あなたに時間がないその時が、リラックスするタイミングです。

Sydney J. Harris

ストレスは病気

ストレスはあなたの体が問題を解決しようとする方法ですが、その状況が何度も繰り返されると、糖尿病、うつ病、インスリン抵抗性、高血圧、および他の自己免疫疾患のような病気を引き起こす可能性があります。ストレスに対する私たちの身体の反応は、保護的で適応性があります。しかし慢性ストレスに対する反応は、生物学的不均衡を生み出し、私たちの免疫システムを弱めてしまいます。

研究では、慢性ストレスまたは非常に強いストレスが身体化に繋がる1つの要因であることを示しています。それは変化に上手く適応できない結果です。心身症には、ストレスによってもたらされる、引き起こされる、または悪化させられるものがたくさんあります。

肩を揉んでいる女性の後ろ姿

急性ストレスが持続すると、潰瘍が消化器系の様々な部分で形成され、心血管の問題が生じる可能性があります。実際、危険因子が高い人では、心臓発作を引き起こす可能性があります。さらに、これらの病気は静かに広がる傾向があり、その人それぞれの特定の特性に応じて身体の様々な場所、および異なる領域で身体化を引き起こす傾向があります。

健康がなければ、人生は人生ではありえない。それは疲労と苦しみの状態に過ぎません。

-FrançoisRabelais-

ソーシャルサポートはコルチゾールレベルを低下させる

社会的支援とオキシトシンは私たちの体内で相互作用し、社会心理的ストレスがもたらす主観的反応を抑えます。したがって、家族や友人からの支援は、上記のようなストレスに関連する病気から身を守る最も強力な方法の1つです。
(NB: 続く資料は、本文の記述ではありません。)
PR #1172, opened 2024-07-09
fix(overscroll color): background color not changing when switching dark/light mode

atabel:
WEB-1943

### DIFF
--- a/src/overscroll-color-context.tsx
+++ b/src/overscroll-color-context.tsx
@@ -51,15 +51,44 @@ const TopOverscrollColor = () => {
     return null;
 };
 
+const useBodyBackgroundColor = () => {
+    const [bodyBackgroundColor, setBodyBackgroundColor] = React.useState<string>('transparent');
+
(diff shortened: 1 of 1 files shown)


src/overscroll-color-context.tsx
```diff
@@ -51,15 +51,44 @@ const TopOverscrollColor = () => {
     return null;
 };
 
+const useBodyBackgroundColor = () => {
+    const [bodyBackgroundColor, setBodyBackgroundColor] = React.useState<string>('transparent');
+
```
marcoskolodny, line 56: Why transparent? Until now we were using the body's backgroundColor as default.

pladaria (approved):

src/overscroll-color-context.tsx
atabel: yes, and we also avoid hydration issues, we can't read body background in SSR

marcoskolodny (approved):

PR #1175, opened 2024-07-18
feat(Table): allow setting any column as row header

marcoskolodny:
Issue: [Link](https://jira.tid.es/browse/WEB-1948)
Specs: [Link](https://www.figma.com/design/WtF16bfvE9kKS4yx3VtLuE/%F0%9F%94%B8-Table-Specs?m=auto&t=mcZHVNAwa2CuBrCz-1)


src/table.tsx
marcoskolodny, line 1: Better review [with hidden whitespaces](https://github.com/Telefonica/mistica-web/pull/1175/files?diff=split&w=1)

Marcosld (approved):

jpastor-tuenti (approved):

src/table.tsx
```diff
@@ -115,6 +116,7 @@ export const Table = React.forwardRef(
             columnWidth,
             hideHeaders,
             scrollOverResponsiveLayout,
+            rowHeaderIndex = 0,
```
atabel, line 119: Does this mean we'll always have a `<th scope="row">`? I think we should support the case of not having one, and I'd say it should be the default case

marcoskolodny: Discussed offline. We decided to remove default header index and don't show a title in collapsed-rows mode if row's header index has not been specified

atabel (approved):

pladaria (approved):

aweell (approved):

PR #1176, opened 2024-07-18
feat(Callout): fix elements reading order and add role prop

marcoskolodny:
Issue: [Link](https://jira.tid.es/browse/WEB-1952)


src/callout.tsx
atabel, line 1: please, move the inline styles to class names

marcoskolodny: done

aweell (approved):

事実、マーカス・ヘインリッチが率いるドイツのフライブルク大学での生物心理学研究では、人は、オキシトシンがストレスのコントロールとストレス軽減効果の両方において重要な役割を果たすことを初めて示しました。オキシトシンはまた、社会的行動(ストレス調節因子)において重要な役割を担っています。

女子旅

血中コルチゾール濃度をコントロールすることは難しいですが、私たちが直接コントロールしやすい要素があります。良い社会支援ネットワーク(あなたが信じ頼れると感じている人、逆にあなたを信じ頼ることができる人)や、アルコールやタバコなどの特定の物質の消費を減らすことです。これは間接的にコルチゾールレベルを上げることができます。

カロリー摂取量の減少はコルチゾールレベルを上昇させることができるので、健康的なバランスの取れた食事療法もコルチゾールレベルを調節するのに役立ちます。 さらに、オハイオ州立大学の研究では、リラクゼーションと瞑想練習を日々の生活に加えることで、慢性的なストレスのリスクが軽減されると結論付けました。

この研究によれば、瞑想している人とそうでない人の違いは、「瞑想的な心」の時に思考が生じた場合、その思考は目撃者であるということです。 そうでなければ、思考が支配者となってしまいます。